There must also be a re-affirmation in our own lives of the values we profess to maintain as a society. In Ireland we lay claim to a long heritage as a Christian society – and yet the values of the Gospel are all too often betrayed in the attitudes and priorities that are set in our private life, our political life, in our business and corporate life, in which wealth and power are sought at the expense of those on the margins of our society, the old, the sick, the disadvantaged. We need as a society to rediscover, to re-affirm the values that have sustained us and inspired us in the past; to rediscover the power and vitality of the Gospel of our Lord Jesus Christ. Then we can stand firm and confident in the face of anything that may threaten to undermine our society, whether it be dishonesty, the immorality and corruption in our public and business life or those darker forces, professing to be motivated by faith, that brook no opposition or disagreement with their own particular twisted and distorted world view.

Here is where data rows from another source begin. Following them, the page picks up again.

PR #692, opened 2021-11-01
schemas: exclude ciphertrust

radeksimko:
This is to address the failing CI build which is caused by the fact that the provider only has a single release, which is a pre-release (beta1) and since we don't provide any version constraints in our generated configs it implicitly excludes prereleases.

https://github.com/hashicorp/terraform-ls/runs/4065743149?check_suite_focus=true#step:6:65

### DIFF
--- a/internal/schemas/gen/gen.go
+++ b/internal/schemas/gen/gen.go
@@ -245,15 +245,16 @@ func listProviders(tier string) ([]provider, error) {
 // registry for registry.terraform.io/jfrog/artifactory: failed to retrieve
 // authentication checksums for provider: 404 Not Found
 var ignore = map[string]bool{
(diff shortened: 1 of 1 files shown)


dbanck (approved):
Can we somehow track changes on this provider to get notified when a non-beta version is released so that we can remove this from the ignore list?

radeksimko:
That is a good question, I guess the best way would be one/any of us watching the repo for releases.

However I always considered pre-building the schemas an imperfect solution and so I think that a few missing providers is not going to make a huge difference in grand scheme of things.

I guess some of the providers on the current ignore list could be removed now too. We just haven't invested the time into investigating whether they download correctly now.

PR #1024, opened 2022-08-02
Complete module `source` and `version`

dbanck:
Closes https://github.com/hashicorp/vscode-terraform/issues/672

--- 

This PR adds three hooks for completing module `source` and `version`.

### `CompleteLocalModuleSources`

Uses the local indexed modules and offers relative path suggestions, when completing module sources.

### `CompleteRegistryModuleSources`

Searches the Terraform registry modules via Algolia and fetches the full source address and module description.

For this to work, we now need to pass `main.algoliaAppID` and `main.algoliaAPIKey` via `ldflags` on build.

### `CompleteRegistryModuleVersions`

Fetches the available module versions from the Terraform registry.

## Deferred work

Completion of required inputs was moved to #1029

### DIFF
--- a/internal/cmd/serve_command.go
+++ b/internal/cmd/serve_command.go
@@ -23,6 +23,9 @@ type ServeCommand struct {
 	Ui      cli.Ui
 	Version string
 
+	AlgoliaAppID  string
+	AlgoliaAPIKey string
+
 	// flags
 	port           int
 	logFilePath    string
@@ -97,6 +100,7 @@ func (c *ServeCommand) Run(args []string) int {
 	logger.Printf("Starting terraform-ls %s", c.Version)
 
 	ctx = lsctx.WithLanguageServerVersion(ctx, c.Version)
+	ctx = lsctx.WithAlgoliaCredentials(ctx, c.AlgoliaAppID, c.AlgoliaAPIKey)
 
 	srv := langserver.NewLangServer(ctx, handlers.NewSession)
 	srv.SetLogger(logger)
--- a/internal/cmd/serve_command.go
+++ b/internal/cmd/serve_command.go
@@ -11,6 +11,7 @@ import (
 	"strings"
 	"syscall"
 
+	"github.com/hashicorp/terraform-ls/internal/algolia"
 	lsctx "github.com/hashicorp/terraform-ls/internal/context"
 	"github.com/hashicorp/terraform-ls/internal/langserver"
 	"github.com/hashicorp/terraform-ls/internal/langserver/handlers"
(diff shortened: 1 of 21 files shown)


internal/hooks/module_source_registry.go
```diff
@@ -0,0 +1,86 @@
...
+		return candidates, nil
+	}
+
+	if h.AlgoliaClient == nil {
+		return candidates, nil
+	}
+
+	modules, err := h.fetchModulesFromAlgolia(ctx, prefix)
+	if err != nil {
+		return candidates, err
```
radeksimko, line 57: Given that we ignore these errors from hooks upstream https://github.com/hashicorp/hcl-lang/blob/b66451713db4e6e3bcf6cde7d70bd8cb51cc2729/decoder/expression_candidates.go#L278

is it worth logging it here? e.g. by plumbing logger to `Hooks` and using it here.

radeksimko (changes requested):
It works great for me! I just left some implementation-related questions and suggestions in-line.

internal/cmd/serve_command.go
```diff
@@ -97,6 +100,7 @@ func (c *ServeCommand) Run(args []string) int {
 	logger.Printf("Starting terraform-ls %s", c.Version)
 
 	ctx = lsctx.WithLanguageServerVersion(ctx, c.Version)
+	ctx = lsctx.WithAlgoliaCredentials(ctx, c.AlgoliaAppID, c.AlgoliaAPIKey)
```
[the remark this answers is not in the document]
dbanck: Good catch! I'm going with `&&` instead of `||`, so both values have to be set

internal/hooks/module_version_test.go
```diff
@@ -0,0 +1,124 @@
...
+		},
+		{
+			Label:         `"0.0.1"`,
+			Kind:          lang.StringCandidateKind,
+			RawInsertText: `"0.0.1"`,
+			SortText:      "  2",
+		},
+	}
+
+	candidates, _ := h.RegistryModuleVersions(ctx, cty.StringVal(""))
```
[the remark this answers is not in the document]
dbanck: Exactly! We're always getting the full list of versions and are not using the prefix in the hook.

internal/langserver/handlers/completion_hooks.go
```diff
@@ -1,15 +1,25 @@
...
-		ModStore: s.modStore,
+		ModStore:       s.modStore,
+		RegistryClient: s.registryClient,
+		Logger:         s.logger,
 	}
 
-	ctx.CompletionHooks["CompleteLocalModuleSources"] = h.LocalModuleSources
+	credentials, ok := algolia.CredentialsFromContext(s.srvCtx)
+	if ok {
+		h.AlgoliaClient = search.NewClient(credentials.AppID, credentials.APIKey)
```
radeksimko, line 19: Nitpick: I suppose we could also avoid registering the completion hook if the credentials aren't available?

radeksimko (approved):
LGTM :shipit: 

Just one minor (non-blocking) note.

internal/langserver/handlers/completion_hooks.go
dbanck: Interesting idea. I think the code looks a bit cleaner if we always register the hook and have it exiting early. So it's up to the hook to decide if all requirements are met for a run.

PR #1027, opened 2022-08-04
Pick core schema only based on `required_version` constraint

radeksimko:
Depends on https://github.com/hashicorp/terraform-schema/pull/129

Closes https://github.com/hashicorp/terraform-ls/issues/993

## UX Impact

While the primary motivation behind the change was performance, it brings a minor UX impact.

### IntelliSense with too _old_ version (e.g. 0.10)

**Before**: No IntelliSense available, most schema-dependent jobs providing data for IntelliSense fail, as per [errors in log](https://gist.github.com/radeksimko/0fb6825951bb316deef9ed4b43b306b5).

Screenshot 2022-08-08 at 12 02 43

**After**: 0.12-based IntelliSense provided, no errors in log.

Screenshot 2022-08-08 at 12 18 26

--- 

The UX for too new version (e.g. 1.5.0) and for when the version is not known (yet) remains practically the same, it is just hopefully more obvious from the changed code combined with the upstream tfschema changes.

### DIFF
--- a/go.mod
+++ b/go.mod
@@ -19,7 +19,7 @@ require (
 	github.com/hashicorp/terraform-exec v0.17.2
 	github.com/hashicorp/terraform-json v0.14.0
 	github.com/hashicorp/terraform-registry-address v0.0.0-20220623143253-7d51757b572c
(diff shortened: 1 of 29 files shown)


dbanck (approved):
Nice work! 👍

PR #1036, opened 2022-08-11
docs: Update benchmarks

radeksimko:
Not something I'm particularly happy about seeing, but at least it reflects the current state and makes it more obvious that we'll need to work on reducing the memory usage.


dbanck (approved):
Oh, wow! I assume continued development on each module also leads to increased memory usage.

radeksimko:
> I assume continued development on each module also leads to increased memory usage.

I would hope not too significantly, but frankly we don't measure that, so I don't know.

radeksimko:
I think the biggest notable differences are caused by the fact that we simply didn't index the whole module hierarchy before and some modules do have pretty deep one (like the GKE module), so instead of 1 module we now store data for many more.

In the face of darkness, it is all too easy to lose hope, lose confidence in who we are, what we are. I have on my computer a file containing snippets, inspirational pieces I refer to from time to time. One of them is the prayer that was found on the body of a child at the Ravensbrook concentration camp when it was liberated by the Allies at the end of the last War.

O Lord, remember not only the men and women of good will, but also those of ill will. But do not remember all the sufferings they have inflicted on us; remember the fruits we have bought, thanks to this suffering; our comradeship, our humility, our courage, our generosity, the greatness of heart which has grown out of all this; and when they come to judgement let all the fruits we have born be their forgiveness.

The forces that built Ravensbrook, who brought their own darkness over the world in their day, believed themselves to be all powerful. All that is left of them are the ruins of the camps and the museums that record their brutality. The spirit behind the prayer of that child lives on and will never, ever die.

And God said, “Let there be light,” and there was light. God saw that the light was good, and he separated the light from the darkness.

The light shines in the darkness and the darkness has not overcome it.